「幸福」という『サピエンス全史』の重要テーマを解説【私たちは何を望みたいのか?】

ホモ・サピエンスの歴史を記述する長大なベストセラー、『サピエンス全史』が特別に重視している問題は、「幸福」についてだ。

著者のユヴァル・ノア・ハラリは、「幸福」というテーマを強く掲げていて、それは文中にかなり明確に書かれてもいるのだが、文章量に圧倒されてうまく読み解けなかった人も多いかもしれない。

今回は、『サピエンス全史』の「幸福」という問題に焦点を当てて解説していく。

歴史本には珍しい「幸福」という問題意識

歴史学者は、「幸福」について論じることはあまりない。そのテーマは、歴史を語ることの本分から外れていると見なされているからだ。しかし著者のハラリは、あえて「幸福」こそが歴史の最重要テーマであると問題提起している。

歴史書のほとんどは、偉大な思想家の考えや、戦士たちの勇敢さ、聖人たちの慈愛に満ちた行い、芸術家の創造性に注目する。彼らには、社会構造の形成と解体、帝国の勃興と滅亡、テクノロジーの発見と伝播についても、語るべきことが多々ある。だが彼らは、それが各人の幸せや苦しみにどのような影響を与えたのかについては、何一つ言及していない。これは、人類の歴史理解にとって最大の欠落と言える。私たちは、この欠落を埋める努力を始めるべきだろう。

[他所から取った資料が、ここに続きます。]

PR #828, opened 2017-10-26
Support for plain text resource without extension

daniellavoie:
Current mapping definition would cause the wrong environment mapping to be resolved rather the expected resource controller.


spencergibb:

PR #833, opened 2017-10-31
Extract RequestTimeout property in `ConfigServicePropertySourceLocator`

tristanchanson:
Extract RequestTimeout property in `ConfigServicePropertySourceLocator` to allow for configuration of the timeout

- Extract RequestTimeout Property
- Refactor to remove call to deprecated method
- Move header name constants to use `HttpHeaders` constants

### DIFF
--- a/spring-cloud-config-client/src/main/java/org/springframework/cloud/config/client/ConfigClientProperties.java
+++ b/spring-cloud-config-client/src/main/java/org/springframework/cloud/config/client/ConfigClientProperties.java
@@ -16,11 +16,6 @@
 
 package org.springframework.cloud.config.client;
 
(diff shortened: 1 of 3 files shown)


spring-cloud-config-client/src/main/java/org/springframework/cloud/config/client/ConfigClientProperties.java
```diff
@@ -134,6 +140,14 @@ public void setUri(String url) {
 		this.uri = url;
 	}
 
+	public int getRequestTimeout() {
```
ryanjbaxter: indentation

indraneelb1903:
As this has already been implemented , should this be closed?

PR #840, opened 2017-11-06
Make CompositeConfiguration conditional on missing bean

shakuzen:
Previously, `CompositeConfiguration` (which is imported by `ConfigServerAutoConfiguration`) would unconditionally create a `CompositeEnvironmentRepository` bean marked as `@Primary`. This makes it difficult for users, in their code, to provide their own `CompositeEnvironmentRepository` bean to be used in various places. This adds a `ConditionalOnMissingBean` condition to the `Configuration` to make it easy to provide a primary `CompositeEnvironmentRepository` in user code.

### DIFF
--- a/spring-cloud-config-server/src/main/java/org/springframework/cloud/config/server/config/CompositeConfiguration.java
+++ b/spring-cloud-config-server/src/main/java/org/springframework/cloud/config/server/config/CompositeConfiguration.java
@@ -32,6 +32,7 @@ import org.springframework.context.annotation.Primary;
  * @author Ryan Baxter
  */
 @Configuration
+@ConditionalOnMissingBean(CompositeEnvironmentRepository.class)
 public class CompositeConfiguration {
 
 	private List<EnvironmentRepository> environmentRepos = new ArrayList<>();
--- a/spring-cloud-config-server/src/test/java/org/springframework/cloud/config/server/environment/CompositeEnvironmentRepositoryTests.java
+++ b/spring-cloud-config-server/src/test/java/org/springframework/cloud/config/server/environment/CompositeEnvironmentRepositoryTests.java
@@ -16,10 +16,17 @@
 package org.springframework.cloud.config.server.environment;
 
 import java.util.ArrayList;
+import java.util.Arrays;
 import java.util.List;
 import org.junit.Test;
 import org.springframework.cloud.config.environment.Environment;
 import org.springframework.cloud.config.environment.PropertySource;
+import org.springframework.cloud.config.server.config.CompositeConfiguration;
+import org.springframework.cloud.config.server.config.ConfigServerHealthIndicator;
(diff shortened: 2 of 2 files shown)


spring-cloud-config-server/src/main/java/org/springframework/cloud/config/server/config/CompositeConfiguration.java
```diff
@@ -32,6 +32,7 @@
  * @author Ryan Baxter
  */
 @Configuration
+@ConditionalOnMissingBean(CompositeEnvironmentRepository.class)
```
ryanjbaxter: Actually I think the problem is below on the `compositeEncironmentRepository` method.  Looks like I added the wrong conditional class there.

shakuzen: Both bean methods in this class produce `CompositeEnvironmentRepository` beans (it just happens one is the more specific type `SearchPathCompositeEnvironmentRepository`). If the condition were moved to the `compositeEnvironmentRepository()` method, then users would still be unable to provide a primary `CompositeEnvironmentRepository` if the `SearchPathCompositeEnvironmentRepository` bean is made.

If you change the test configuration `OverrideCompositeConfig` to the following, you can see that happen (because the `MultipleJGitEnvironmentRepository` bean is a `SearchPathLocator` bean):

```java
@Bean
@Primary
CompositeEnvironmentRepository customCompositeEnvironmentRepository() {
	return new CompositeEnvironmentRepository(Arrays.<EnvironmentRepository>asList(new TestOrderedEnvironmentRepository(1, new Environment("app", "dev"), null), someGitRepo()));
}

@Bean
MultipleJGitEnvironmentRepository someGitRepo() {
	MultipleJGitEnvironmentRepository gitRepo = new MultipleJGitEnvironmentRepository(new MockEnvironment());
	gitRepo.setUri("some-uri");
	return gitRepo;
}
```

Without guarding beans marked primary with some `ConditionalOnMissingBean`, the only option for users wanting a different primary bean is excluding the configuration that creates them, as far as I know. In this case, that means excluding the `ConfigServerAutoConfiguration`.

ryanjbaxter: Ah yes, I forgot they were subclasses of each other makes sense.

shakuzen:
I guess I should have opened this against the `1.3.x` branch. Should I open another pull request, or will you take care of merging to 1.3.x (assuming this qualifies as a fix for that line) and 2.0.x?

ryanjbaxter:
NP I just cherry picked the commit https://github.com/spring-cloud/spring-cloud-config/commit/b5022e3660516e4fd7c5f3f9d4ff7e1bdcb3a3b2

PR #875, opened 2017-12-21
Also check if the branch is ahead of origin and if so reset the local branch

transamericamoon:
use case:

Cloud config server is running.

Junior programmer checked in a password to git in clear text

Supervisor reverts the change and force pushes to remove it from history:
git reset --hard HEAD~
git push -f

Configserver is accessed and does a pull, but still shows password because the repo is clean but it is now ahead of origin by one commit.


spring-cloud-config-server/src/main/java/org/springframework/cloud/config/server/environment/JGitEnvironmentRepository.java
```diff
@@ -492,10 +492,13 @@ private CredentialsProvider getCredentialsProvider() {
 		return null;
 	}
 
-	private boolean isClean(Git git) {
+	private boolean isClean(Git git, String label) {
 		StatusCommand status = git.status();
 		try {
-			return status.call().isClean();
+            boolean isBranchAhead = false;
```
spencergibb: We use tabs, not spaces

transamericamoon:
Should be good now.  tabs... :(

PR #66, opened 2022-07-21
feat: flagd provider

james-milligan:
Signed-off-by: James-Milligan <james@omnant.co.uk>


libs/providers/flagd/.vscode/configurationCache.log
```diff
@@ -0,0 +1 @@
+{"buildTargets":["generate"],"launchTargets":[],"customConfigurationProvider":{"workspaceBrowse":{"browsePath":[],"compilerArgs":[]},"fileIndex":[]}}
```
skyerus, line 1: These .vscode files should be omitted

libs/providers/flagd/src/lib/flagd-provider.ts
```diff
@@ -0,0 +1,65 @@
+import {
+  EvaluationContext,
+  Provider,
+  ResolutionDetails,
+  ProviderOptions
+} from '@openfeature/nodejs-sdk';
+import {IService} from './service/IService'
+import HTTPService from './service/http/service'
+
+export interface FlagdProviderOpions extends ProviderOptions {
```
skyerus, line 10: typo

libs/providers/flagd/.vscode/configurationCache.log
skyerus, line 1: These too

libs/providers/flagd/src/lib/flagd-provider.ts
```diff
@@ -0,0 +1,65 @@
...
+
+  constructor(options?: FlagdProviderOptions) {
+      if (!options || options.service == undefined) {
+        this.service = new HTTPService()
+        return
+      }
+      this.service = options.service
+  }
+
+  contextTransformer = () => ({});
```
beeme1mr, line 29: This can be removed if it's not being used.

.gitmodules
```diff
@@ -0,0 +1,3 @@
+[submodule "libs/providers/flagd/schemas"]
+	path = libs/providers/flagd/schemas
+	url = https://github.com/james-milligan/schemas.git
```
beeme1mr, line 3: Update to the real schema repo when you're ready to merge.

libs/providers/flagd/src/proto/ts/schema/v1/schema.client.ts
```diff
@@ -0,0 +1,76 @@
+// @generated by protobuf-ts 2.2.2 with parameter long_type_string,generate_dependencies
```
beeme1mr, line 1: Avoid version controlling generated code.

libs/providers/flagd/package.json
```diff
@@ -0,0 +1,13 @@
+{
+  "name": "@openfeature/flagd-provider",
+  "version": "0.0.1",
+  "type": "commonjs",
+  "scripts": {
+    "publish-if-not-exists": "cp $NPM_CONFIG_USERCONFIG .npmrc && if [[ $(npm show $npm_package_name@$npm_package_version version) = $(npm run current-version -s) ]]; then echo 'already published, skipping'; else npm publish --access public; fi",
+    "current-version": "echo $npm_package_version"
+  },
+  "dependencies": {
+    "@grpc/grpc-js": "^1.6.7",
```
beeme1mr, line 10: These dependencies must be added to the root package.json

libs/providers/flagd/src/lib/flagd-provider.ts
james-milligan: removed

.gitmodules
james-milligan: awaiting changes in https://github.com/open-feature/schemas/pull/13

libs/providers/flagd/src/proto/ts/schema/v1/schema.client.ts
james-milligan: removed + updated nx to include generation step on test lint and package actions

libs/providers/flagd/package.json
james-milligan: added

.vscode/settings.json
```diff
@@ -0,0 +1,3 @@
+{
```
thomaspoignant, line 1: I am not sure that we want to commit the vscode file?
Shouldn't we be agnostic from the IDE?

libs/providers/flagd/package.json
thomaspoignant: You should also remove them from this `package.json`

libs/providers/flagd/package.json
```diff
@@ -0,0 +1,13 @@
+{
+  "name": "@openfeature/flagd-provider",
+  "version": "0.0.1",
+  "type": "commonjs",
+  "scripts": {
```
thomaspoignant, line 5: You may have to add a `peerDependencies` block as @beeme1mr did in this commit https://github.com/open-feature/node-sdk-contrib/pull/64/commits/75dc1c5ccc06bcaa10273bad8b80ed8b1ea1bb50
```json
  "peerDependencies": {
    "@openfeature/nodejs-sdk": "^0.0.1"
  }
```

libs/providers/flagd/src/lib/service/grpc/service.ts
```diff
@@ -0,0 +1,111 @@
...
+
+export class GRPCService implements IService {
+    client: ServiceClient;
+    constructor(host?: string, port?: number, credentials?: grpc.ChannelCredentials) {
+        this.client = new client(host, port, credentials)
+    }
+
+
+    async ResolveBoolean(flagKey: string, defaultValue: boolean, context: EvaluationContext): Promise<ResolutionDetails<boolean>> {
+      // eslint-disable-next-line prefer-const
```
thomaspoignant, line 26: why do you have to disable eslint here ?

.vscode/settings.json
james-milligan: removed in latest commit

libs/providers/flagd/src/lib/service/grpc/service.ts
james-milligan: removed in latest commit

libs/providers/flagd/package.json
james-milligan: added and removed other dependencies

libs/providers/flagd/project.json
```diff
@@ -0,0 +1,93 @@
...
+    },
+    "package": {
+      "executor": "@nrwl/web:rollup",
+      "outputs": ["{options.outputPath}"],
+      "options": {
+        "project": "libs/providers/flagd/package.json",
+        "outputPath": "dist/libs/providers/flagd",
+        "entryFile": "libs/providers/flagd/src/index.ts",
+        "tsConfig": "libs/providers/flagd/tsconfig.lib.json",
+        "compiler": "babel",
```
beeme1mr, line 67: You may want to consider adding ` "buildableProjectDepsInPackageJsonType": "dependencies"`. NX will automatically add dependencies to the packaged project.json. You can then explicitly set peer dependencies in the package.json before hand (which you're already doing).

libs/providers/flagd/src/lib/flagd-provider.ts
```diff
@@ -0,0 +1,63 @@
+import {
+  EvaluationContext,
+  Provider,
+  ResolutionDetails,
+  ProviderOptions
+} from '@openfeature/nodejs-sdk';
+import {IService} from './service/IService'
+import HTTPService from './service/http/service'
+
+export interface FlagdProviderOptions extends ProviderOptions {
```
beeme1mr, line 10: Why extend provider options? It doesn't look only the service is being used.

libs/providers/flagd/src/lib/service/grpc/client.ts
```diff
@@ -0,0 +1,21 @@
+import * as grpc from '@grpc/grpc-js';
+import {ServiceClient} from '../../../proto/ts/schema/v1/schema.client'
+import { GrpcTransport } from "@protobuf-ts/grpc-transport";
+
+export default class GRPCClient extends ServiceClient {
```
beeme1mr, line 5: I would recommend avoiding default exports.

libs/providers/flagd/src/lib/service/grpc/service.ts
```diff
@@ -0,0 +1,107 @@
...
+
+    async ResolveBoolean(flagKey: string, defaultValue: boolean, context: EvaluationContext): Promise<ResolutionDetails<boolean>> {
+        const res: ResolutionDetails<boolean> = {
+            value: defaultValue
+        }
+        const req: ResolveBooleanRequest = {
+            flagKey,
+            context: Struct.fromJsonString(JSON.stringify(context)),
+        }
+        await this.client.resolveBoolean(req, undefined).response.then(callRes => {
```
beeme1mr, line 33: I would recommend not merging async/await with promises like this. With await, you can refactor this to something like this:

```typescript 
try {
    try {
      const { response } = await this.client.resolveBoolean({
        flagKey,
        context: Struct.fromJsonString(JSON.stringify(context)),
      });
      return {
        value: response.value,
        reason: response.reason,
        variant: response.variant,
      };
    } catch (err: unknown) {
      return {
        reason: 'ERROR',
        errorCode: (err as Partial<RpcError>)?.code ?? StandardResolutionReasons.UNKNOWN,
        variant: 'default_value',
        value: defaultValue,
      }
    }
}
```

libs/providers/flagd/src/lib/service/http/service.ts
```diff
@@ -0,0 +1,162 @@
...
+  ResolveObjectResponse
+} from '../../../proto/ts/schema/v1/schema'
+
+
+export default class HTTPService implements IService {
+    private url: string
+
+    constructor(host?: string, port?: number) {
+        if (host == undefined) {
+            host = "localhost"
```
beeme1mr, line 17:
```suggestion
            host = "http://localhost"
```
Axios complained about a missing protocol when using the default value.

libs/providers/flagd/src/lib/service/http/service.ts
```diff
@@ -0,0 +1,162 @@
...
+        }
+        if (port == undefined) {
+            port = 8080
+        }
+        this.url = `${host}:${port}`
+    }
+
+    async ResolveBoolean(flagKey: string, defaultValue: boolean, context: EvaluationContext): Promise<ResolutionDetails<boolean>> {
+      // eslint-disable-next-line prefer-const
```
beeme1mr, line 26: See above comment about refactoring this.

libs/providers/flagd/src/lib/service/http/service.ts
```diff
@@ -0,0 +1,162 @@
...
+            console.error(err)
+            response.reason = "ERROR"
+            response.errorCode = ErrorCode.GENERAL
+        })
+        return response
+    }
+}
+
+// eslint-disable-next-line @typescript-eslint/no-explicit-any
+function CheckResponse(res: AxiosResponse<any>, valueType: string): boolean {
```
beeme1mr, line 143:
```suggestion
function CheckResponse(res: AxiosResponse<ResolutionDetails<unknown>>, valueType: string): boolean {
```

libs/providers/flagd/src/lib/service/http/service.ts
```diff
@@ -0,0 +1,162 @@
...
+    if ((res.data)
+    && (res.data.value && typeof res.data.value == valueType)
```
beeme1mr, line 145:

実際に『サピエンス全史』は、「幸福」という問題を強くを意識しながら書かれている本であり、そのような視点で読み返してみると、様々な発見があるかもしれない。

 

「種の繁栄」と「個の幸福」は別物

『サピエンス全史』は、本書第3章「狩猟採集民の豊かな暮らし」で、狩猟採集民の生活が思いのほか豊かだったことを述べ、第5章「農耕がもたらした繁栄と悲劇」で、農耕によって人口が増えた一方、個人の生活が劣悪なものになったことについて述べている。

実は、狩猟採集民の生活は、労働時間が短く、多様な食べ物が手に入るので健康的で、単一の作物に頼らないので飢えのリスクも少なかった。農耕民は、長時間の単純作業を強いられ、飢えや病気のリスクが大きく、格差と暴力に晒されやすかった。「農耕によって簡単に食糧が手に入るようになった」というイメージに反して、むしろ生活水準が大きく下がったのだ。

一方、農耕によって単位面積あたりから取れる栄養は大きくなったので、人口が増えた。人口が増えてしまったからこそ、増えたぶんを養うため、農耕をやめられなくなった。「農業革命は罠だったのだ」とハラリは述べている。

いまだに人間の特徴の多くは、非常に長い時間を過ごした狩猟採集時代に適したものになっていて、人間は農作業に適した種ではない。そのため、農耕によって様々な病気が発症し、多くの人間が苦しむことになった。これは現代の工場労働や事務作業にも当てはまる。人間は、単純作業に適応することはできるが、特別それに適した本能を持って生まれるわけではない。

「農耕」によって、「種」としては繁栄したかもしれないが、「個」としての運命は過酷になった。「種の繁栄」と「個の幸福」は別のものなのだ。

 

動物の幸福も考える

ハラリは、「種」と「個」の対比を考えるだけでなく、「人間以外の動物の幸福も視野に入れるべきでないか」と考えている。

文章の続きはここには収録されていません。